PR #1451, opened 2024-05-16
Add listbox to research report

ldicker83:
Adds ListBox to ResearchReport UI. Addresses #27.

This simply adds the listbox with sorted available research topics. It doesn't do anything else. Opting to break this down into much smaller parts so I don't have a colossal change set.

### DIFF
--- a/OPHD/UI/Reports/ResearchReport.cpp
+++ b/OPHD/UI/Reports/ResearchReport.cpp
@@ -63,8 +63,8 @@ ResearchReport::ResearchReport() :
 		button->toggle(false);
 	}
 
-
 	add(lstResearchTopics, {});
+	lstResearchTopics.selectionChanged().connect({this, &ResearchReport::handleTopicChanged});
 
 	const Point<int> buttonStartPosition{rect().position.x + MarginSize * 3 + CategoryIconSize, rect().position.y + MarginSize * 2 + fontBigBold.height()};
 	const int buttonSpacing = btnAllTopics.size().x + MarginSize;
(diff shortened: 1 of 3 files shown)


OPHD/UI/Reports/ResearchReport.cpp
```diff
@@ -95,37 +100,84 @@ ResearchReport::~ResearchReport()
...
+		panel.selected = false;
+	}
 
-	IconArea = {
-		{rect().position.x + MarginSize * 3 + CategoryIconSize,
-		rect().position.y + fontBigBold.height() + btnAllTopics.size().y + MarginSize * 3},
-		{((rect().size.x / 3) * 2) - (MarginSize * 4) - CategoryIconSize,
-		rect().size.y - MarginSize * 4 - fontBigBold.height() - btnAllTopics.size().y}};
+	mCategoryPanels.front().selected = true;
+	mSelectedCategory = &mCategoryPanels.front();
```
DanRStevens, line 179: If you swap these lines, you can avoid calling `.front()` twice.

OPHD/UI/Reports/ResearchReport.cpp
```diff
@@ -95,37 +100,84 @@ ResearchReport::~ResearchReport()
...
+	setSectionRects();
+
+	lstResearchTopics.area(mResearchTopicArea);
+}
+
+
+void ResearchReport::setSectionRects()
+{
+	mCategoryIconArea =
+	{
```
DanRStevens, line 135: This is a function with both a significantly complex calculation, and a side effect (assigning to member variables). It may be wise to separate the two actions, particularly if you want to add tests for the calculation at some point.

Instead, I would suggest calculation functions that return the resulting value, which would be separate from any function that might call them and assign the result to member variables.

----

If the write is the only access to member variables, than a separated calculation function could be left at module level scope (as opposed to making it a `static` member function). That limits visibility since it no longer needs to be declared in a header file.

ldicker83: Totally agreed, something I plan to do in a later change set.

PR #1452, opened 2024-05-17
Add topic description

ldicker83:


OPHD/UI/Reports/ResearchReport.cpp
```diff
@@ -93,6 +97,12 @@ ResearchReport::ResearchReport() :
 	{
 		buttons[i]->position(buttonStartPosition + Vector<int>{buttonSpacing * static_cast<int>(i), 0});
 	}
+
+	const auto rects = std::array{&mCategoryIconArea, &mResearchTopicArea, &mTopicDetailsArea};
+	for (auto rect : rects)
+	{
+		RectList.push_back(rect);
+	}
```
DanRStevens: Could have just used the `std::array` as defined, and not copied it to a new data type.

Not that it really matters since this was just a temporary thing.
•••••
Give the data back exactly as it stands.

PR #1451, opened 2024-05-16
Add listbox to research report

ldicker83:
Adds ListBox to ResearchReport UI. Addresses #27.

This simply adds the listbox with sorted available research topics. It doesn't do anything else. Opting to break this down into much smaller parts so I don't have a colossal change set.

### DIFF
--- a/OPHD/UI/Reports/ResearchReport.cpp
+++ b/OPHD/UI/Reports/ResearchReport.cpp
@@ -63,8 +63,8 @@ ResearchReport::ResearchReport() :
 		button->toggle(false);
 	}
 
-
 	add(lstResearchTopics, {});
+	lstResearchTopics.selectionChanged().connect({this, &ResearchReport::handleTopicChanged});
 
 	const Point<int> buttonStartPosition{rect().position.x + MarginSize * 3 + CategoryIconSize, rect().position.y + MarginSize * 2 + fontBigBold.height()};
 	const int buttonSpacing = btnAllTopics.size().x + MarginSize;
(diff shortened: 1 of 3 files shown)


OPHD/UI/Reports/ResearchReport.cpp
```diff
@@ -95,37 +100,84 @@ ResearchReport::~ResearchReport()
...
+		panel.selected = false;
+	}
 
-	IconArea = {
-		{rect().position.x + MarginSize * 3 + CategoryIconSize,
-		rect().position.y + fontBigBold.height() + btnAllTopics.size().y + MarginSize * 3},
-		{((rect().size.x / 3) * 2) - (MarginSize * 4) - CategoryIconSize,
-		rect().size.y - MarginSize * 4 - fontBigBold.height() - btnAllTopics.size().y}};
+	mCategoryPanels.front().selected = true;
+	mSelectedCategory = &mCategoryPanels.front();
```
DanRStevens, line 179: If you swap these lines, you can avoid calling `.front()` twice.

OPHD/UI/Reports/ResearchReport.cpp
```diff
@@ -95,37 +100,84 @@ ResearchReport::~ResearchReport()
...
+	setSectionRects();
+
+	lstResearchTopics.area(mResearchTopicArea);
+}
+
+
+void ResearchReport::setSectionRects()
+{
+	mCategoryIconArea =
+	{
```
DanRStevens, line 135: This is a function with both a significantly complex calculation, and a side effect (assigning to member variables). It may be wise to separate the two actions, particularly if you want to add tests for the calculation at some point.

Instead, I would suggest calculation functions that return the resulting value, which would be separate from any function that might call them and assign the result to member variables.

----

If the write is the only access to member variables, than a separated calculation function could be left at module level scope (as opposed to making it a `static` member function). That limits visibility since it no longer needs to be declared in a header file.

ldicker83: Totally agreed, something I plan to do in a later change set.

PR #1452, opened 2024-05-17
Add topic description

ldicker83:


OPHD/UI/Reports/ResearchReport.cpp
```diff
@@ -93,6 +97,12 @@ ResearchReport::ResearchReport() :
 	{
 		buttons[i]->position(buttonStartPosition + Vector<int>{buttonSpacing * static_cast<int>(i), 0});
 	}
+
+	const auto rects = std::array{&mCategoryIconArea, &mResearchTopicArea, &mTopicDetailsArea};
+	for (auto rect : rects)
+	{
+		RectList.push_back(rect);
+	}
```
DanRStevens: Could have just used the `std::array` as defined, and not copied it to a new data type.

Not that it really matters since this was just a temporary thing.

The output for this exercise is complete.